Who’s kidding whom? When it comes to releasing and providing relief from strong or repressed feelings, corporate America’s emotional range has so far been limited at best. Artists, on the other hand, know a thing or two about catharsis. “Make art. Talk to your family. Read. Watch a movie. Move a muscle — it changes a lot,” says Marilyn Minter in Hirshhorn Museum’s video diaries that take us inside artists’ studios as part of a living record of the worldwide pandemic.
People need the cathartic power of creativity now more than ever. As more of us feel the blues while being cooped up, the idea isn’t just to cope but to create.

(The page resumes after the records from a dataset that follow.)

PR #7430, opened 2026-04-09
Arch/qa env seeding tweaks

MGibson1:
## 🎟️ Tracking

https://bitwarden.atlassian.net/browse/PM-34880
https://bitwarden.atlassian.net/browse/PM-34881
https://bitwarden.atlassian.net/browse/PM-34886

## 📔 Objective

Various tweaks to smooth qa automation testing.

### DIFF
--- a/src/Core/Billing/Services/Implementations/LicensingService.cs
+++ b/src/Core/Billing/Services/Implementations/LicensingService.cs
@@ -31,8 +31,8 @@ namespace Bit.Core.Billing.Services;
 
 public class LicensingService : ILicensingService
 {
-    const string productionCertThumbprint = "‎B34876439FCDA2846505B2EFBBA6C4A951313EBE";
-    const string developmentCertThumbprint = "207E64A231E8AA32AAF68A61037C075EBEBD553F";
+    private const string productionCertThumbprint = "‎B34876439FCDA2846505B2EFBBA6C4A951313EBE";
+    private const string developmentCertThumbprint = "207E64A231E8AA32AAF68A61037C075EBEBD553F";
     private readonly X509Certificate2 _creationCertificate;
     private readonly List<X509Certificate2> _verificationCertificates;
     private readonly IGlobalSettings _globalSettings;
--- a/src/Core/Billing/Services/Implementations/LicensingService.cs
+++ b/src/Core/Billing/Services/Implementations/LicensingService.cs
@@ -22,6 +22,7 @@ using Bit.Core.Services;
 using Bit.Core.Settings;
 using Bit.Core.Utilities;
 using Duende.IdentityModel;
+using Duende.IdentityServer.Extensions;
 using Microsoft.AspNetCore.Hosting;
 using Microsoft.Extensions.Hosting;
 using Microsoft.Extensions.Logging;
@@ -31,7 +32,10 @@ namespace Bit.Core.Billing.Services;
 
 public class LicensingService : ILicensingService
 {
-    private readonly X509Certificate2 _certificate;
+    const string productionCertThumbprint = "‎B34876439FCDA2846505B2EFBBA6C4A951313EBE";
+    const string developmentCertThumbprint = "207E64A231E8AA32AAF68A61037C075EBEBD553F";
+    private readonly X509Certificate2 _creationCertificate;
+    private readonly List<X509Certificate2> _verificationCertificates;
     private readonly IGlobalSettings _globalSettings;
     private readonly IUserRepository _userRepository;
     private readonly IOrganizationRepository _organizationRepository;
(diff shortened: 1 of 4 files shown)


kdenney (changes requested):
Logic looks good! Only thing I'd ask is if you could add some unit tests to cover the new changes? We've had issues in the past with changes to the licensing logic causing regressions so I like to make sure we cover that area pretty thoroughly. Thanks!

src/Core/Billing/Services/Implementations/LicensingService.cs
```diff
@@ -336,12 +363,20 @@ public ClaimsPrincipal GetClaimsPrincipalFromLicense(ILicense license)
...
+    }
+
+    private ClaimsPrincipal ValidateTokenWithIssuer(string token, string audience, X509SecurityKey issuerKey)
+    {
         var tokenHandler = new JwtSecurityTokenHandler();
         var validationParameters = new TokenValidationParameters
         {
             ValidateIssuerSigningKey = true,
-            IssuerSigningKey = new X509SecurityKey(_certificate),
+            IssuerSigningKey = issuerKey,
```
justindbaur:
```suggestion
            IssuerSigningKeys =_verificationCertificates.Select((c) => new X509SecurityKey(c)),
```

This should also mean you don't need to do any merges since only one would be valid anyways. This just says both of those keys are valid.

kdenney (dismissed):
Approving after our convo in slack. Tests are complicated without giving the licenses to CI. Ideally we refactor this in the future into two services but not needed for this fix.

src/Core/Billing/Services/Implementations/LicensingService.cs
```diff
@@ -63,31 +67,56 @@ public LicensingService(
...
                 "licensing.pfx", _globalSettings.LicenseCertificatePassword)
                 .GetAwaiter().GetResult();
         }
         else
         {
-            _certificate = CoreHelpers.GetCertificate(certThumbprint);
+            _creationCertificate = CoreHelpers.GetCertificate(creationCertThumbprint);
         }
+        // Creation cert can always be used to verify
+        _verificationCertificates.Add(_creationCertificate);
```
kdenney, line 109: I'm not sure if it matters, but looking at this again, I believe this line adds the devCert into `_verificationCertificates` twice if the environment is development.

1. Line 82, `_creationCertificate` is set to `devCert`
2. Line 94, `devCert` is added to `_verificationCertificates`
3. This line, it's added again because it's assigned on line 82

src/Core/Billing/Services/Implementations/LicensingService.cs
```diff
@@ -63,31 +67,56 @@ public LicensingService(
...
+            else
+            {
+                _creationCertificate = prodCert;
+            }
+
+            // non-production environments can use dev cert-generated licenses
+            if (!environment.IsProduction() && devCert != null) // Should already be set by above IsDevelopment check
+            {
+                _verificationCertificates.Add(devCert);
+            }
```
kdenney, line 95: The comment `non-production environments can use dev cert-generated licenses` is confusing here because if the environment is QA, then I believe `devCert` would be null but this comment makes it seem like the devCert would be added to `_verificationCertificates` for all non-production environments. Which is the intended behavior?

kdenney (commented):
After looking at this again, I have a couple questions.

src/SharedWeb/Utilities/ServiceCollectionExtensions.cs
```diff
@@ -502,9 +498,13 @@ public static void AddCustomDataProtectionServices(
                     "dataprotection.pfx", globalSettings.DataProtection.CertificatePassword)
                     .GetAwaiter().GetResult();
             }
-            builder
-                .PersistKeysToAzureBlobStorage(globalSettings.Storage.ConnectionString, "aspnet-dataprotection", "keys.xml")
-                .ProtectKeysWithCertificate(dataProtectionCert);
+
+            if (dataProtectionCert != null)
```
amorask-bitwarden: ❓ In `main`, a missing `dataProtectionCert` would result in an `ArgumentNullException` being thrown in `PersistKeysToAzureBlobStorage`, which gives us a fast fail for a misconfiguration.

I might be overthinking this in the sense that `dataProtectionCert` couldn't be null (something else would fail prior to that), but if it could potentially be null, wouldn't we risk our data protection using system default configurations?

src/Core/Billing/Services/Implementations/LicensingService.cs
MGibson1: it does, but I decided to ignore that. If you're worried about duplicate key ids, we can create a distinct set, but I didn't think it mattered for the max three certs in the list

src/Core/Billing/Services/Implementations/LicensingService.cs
MGibson1: fixed in f4da360f632b6d3dc2e2be3798c5b6b6c65a5c67

src/Core/Billing/Services/Implementations/LicensingService.cs
MGibson1: eh, I decided to just calculate distinct: d4802d23b6dfa47f7695c835131075ec644801ad

src/SharedWeb/Utilities/ServiceCollectionExtensions.cs
MGibson1: Interesting thought. I hit this because my dev instance does have a storage connection string, but that storage account isn't used for storing my data cert (because of the early return). My feelings is that the fact that storage exists shouldn't imply storing data protection certs there. I'd like that to be a separate setting. I was taking the shorter path to just use storage if it's already being used. This would work fine for existing instances, but might alter the setup operations for new environments.

I could probably be convinced to just turn this off for dev. I had dropped it with the idea that it's possible someone would want this in dev, but it hasn't come up yet.

MGibson1: updated in 2749d31e9ca6f0280a4cdd99cabc037af1834a1a

amorask-bitwarden (dismissed):

src/Core/Billing/Services/Implementations/LicensingService.cs
```diff
@@ -31,7 +31,10 @@ namespace Bit.Core.Billing.Services;
 
 public class LicensingService : ILicensingService
 {
-    private readonly X509Certificate2 _certificate;
+    private const string productionCertThumbprint = "‎B34876439FCDA2846505B2EFBBA6C4A951313EBE";
+    private const string developmentCertThumbprint = "207E64A231E8AA32AAF68A61037C075EBEBD553F";
```
kdenney: ⛏️ Noticed this when I pulled the branch and loaded in Rider.  

`Name 'developmentCertThumbprint' does not match rule 'private_members_with_underscore'. Suggested name is '_developmentCertThumbprint'.`

```suggestion
    private const string _productionCertThumbprint = "‎B34876439FCDA2846505B2EFBBA6C4A951313EBE";
    private const string _developmentCertThumbprint = "207E64A231E8AA32AAF68A61037C075EBEBD553F";
```

src/Core/Billing/Services/Implementations/LicensingService.cs
```diff
@@ -63,31 +66,63 @@ public LicensingService(
...
+        var allowedThumbprints = new HashSet<string>(StringComparer.OrdinalIgnoreCase)
+        {
+            CoreHelpers.CleanCertificateThumbprint(productionCertThumbprint),
+            CoreHelpers.CleanCertificateThumbprint(developmentCertThumbprint)
+        };
+        if (_verificationCertificates is null || _verificationCertificates.Count == 0
+            || _verificationCertificates.Any(c => !allowedThumbprints.Contains(c.Thumbprint)))
+        {
+            throw new Exception("Invalid license verifying certificate.");
+        }
```
kdenney, line 125: This is clean, nice! 😄

kdenney (changes requested):

kdenney (approved):

src/SharedWeb/Utilities/ServiceCollectionExtensions.cs
```diff
@@ -478,10 +478,6 @@ public static void AddCustomDataProtectionServices(
         this IServiceCollection services, IWebHostEnvironment env, GlobalSettings globalSettings)
     {
         var builder = services.AddDataProtection().SetApplicationName("Bitwarden");
-        if (env.IsDevelopment())
```
mzieniukbw, line 481: @MGibson1 this introduced a regression in development self-hosted environment. It is not impossible to run Api Self-Hosted, which now tries to load data protection from `/etc/bitwarden`, which does not exist in most dev environments

PR #7432, opened 2026-04-09
[PM-33866] Revocation Reasons: DDL Edition

sven-bitwarden:
## 🎟️ Tracking
[PM-33866](https://bitwarden.atlassian.net/browse/PM-33866)

## 📔 Objective
We're interested in tracking **why** a user is revoked, in order to enhance UX and unlock the capability to automate restoration of users.

This PR adds RevocationReason with an initial list of reasons based on existing flows and applicable policies, and then executes the painful task of adding the column everywhere.

### Notable Modifications
Restoration and revocation are now implemented by a pair of sprocs that handle it in bulk. The difference between the single and bulk path is negligible, so we're condensing the needed scripts down.

The old sprocs are now being 🗑️ 'd.

### Testing
I have ran the migration on MSSQL and the other 4 databases (MySql, Sqlite, Postgres, MariaDB) with EF using our migrate DB script. I then also ran the integration tests, which exercise the new RevocationReason parameter, as well as revoking/restoring through the new sprocs.

[PM-33866]: https://bitwarden.atlassian.net/browse/PM-33866?atlOrigin=eyJpIjoiNWRkNTljNzYxNjVmNDY3MDlhMDU5Y2ZhYzA5YTRkZjUiLCJwIjoiZ2l0aHViLWNvbS1KU1cifQ


util/Migrator/DbScripts/2026-04-13_00_AddRevocationReasonToOrganizationUser.sql
```diff
@@ -0,0 +1,679 @@
+-- Add RevocationReason column to OrganizationUser
+IF COL_LENGTH('[dbo].[OrganizationUser]', 'RevocationReason') IS NULL
+BEGIN
+    ALTER TABLE [dbo].[OrganizationUser]
+        ADD [RevocationReason] TINYINT NULL;
+END
+GO
+
+-- Refresh OrganizationUserView metadata to pick up the new column (it uses SELECT *)
+EXEC sp_refreshview N'[dbo].[OrganizationUserView]';
```
mkincaid-bw, line 10: It's best practice to refresh all views that select from an underlying table that gets modified (unless they are being re-defined in the PR anyway).

```suggestion
EXEC sp_refreshview N'[dbo].[OrganizationUserView]';
EXEC sp_refreshview N'[dbo].[ProviderOrganizationOrganizationDetailsView]';
EXEC sp_refreshview N'[dbo].[UserPremiumAccessView]';
```

util/Migrator/DbScripts/2026-04-13_01_AddBulkRevocationSprocs.sql
```diff
@@ -0,0 +1,55 @@
...
+        @OrganizationUserIds OUI ON OUI.[Id] = OU.[Id]
+    WHERE
+        OU.[Status] = -1 -- Only restore currently revoked users
+
+    EXEC [dbo].[User_BumpAccountRevisionDateByOrganizationUserIds] @OrganizationUserIds
+END
+GO
+
+-- Drop legacy sprocs replaced by the bulk versions above
+DROP PROCEDURE IF EXISTS [dbo].[OrganizationUser_Deactivate];
```
mkincaid-bw: With our current deployment methodology, DB changes are deployed before code changes. If there is an issue with a deployment, we may roll back the app code changes, but DB changes do not (usually) get rolled back. Therefore, each PR has to support app-current and app-next. Dropping these procs would break the app if we had to rollback, and need to be removed from this PR. They can be done in a future PR once the app code is hardened and we are sure nothing is calling them.

mkincaid-bw (changes requested):

util/Migrator/DbScripts/2026-04-13_01_AddBulkRevocationSprocs.sql
sven-bitwarden: Good point, my bad I had gotten a little ambitious with dropping these in this PR.

src/Sql/dbo/Stored Procedures/OrganizationUser_CreateManyWithCollectionsAndGroups.sql
mkincaid-bw, line 1: I realize you are simply modifying this existing file but can you please rename the file to match the stored proc name:

`OrganizationUser_CreateManyWithCollectionsGroups.sql` --> `OrganizationUser_CreateManyWithCollectionsAndGroups.sql`

Side Note: `OrganizationUser_CreateManyWithCollectionsAndGroups` is the proper name but I think it's better to be consistent with the file name matching the proc name.

sven-bitwarden: No problem, fixed

mkincaid-bw (approved):

jrmccannon (approved):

It’s why bedroom pop, with its homespun quality and lo-fi sounds, is one of the most popular genres today. Since 2018 it’s grown from an obscure Spotify playlist to one with more than 600,000 subscribers. Artists skew young and female, produce dreamy, contemplative music from their bedrooms and write about deeply personal issues. Your sad-music starter pack must include: mxmtoon, Clairo, FKA Twigs, Beabadoobee, Faye Webster.
In the gaming world, Animal Crossing’s popularity is similarly revealing. Says Bitch Media’s social media editor Marina Watanabe, everything about the social simulation game “from the cute aesthetic to the wholesome music to the mundane tasks and lack of combat or high stakes feels like it’s designed to keep me calm.”
Whether through DIY indie music or soothing virtual islands, more people are channeling their innermost thoughts and feelings in isolation by activating the imagination. The challenge for businesses, then, is to incubate creativity and fuel catharsis by providing an outlet for what can’t be shown or said. It makes us feel less alone.
When it comes to mental health, today’s marketing has been serving up the Four Seasons version when we clearly need more Total Landscaping — work and words that cut deeper, hit us right in the feels and snap us out of the numbness. As quarantine thickens my own cocoon of isolation and targeted ads about therapy from BetterHelp start to flood my social media feeds, the healing power of making is just what the doctor ordered.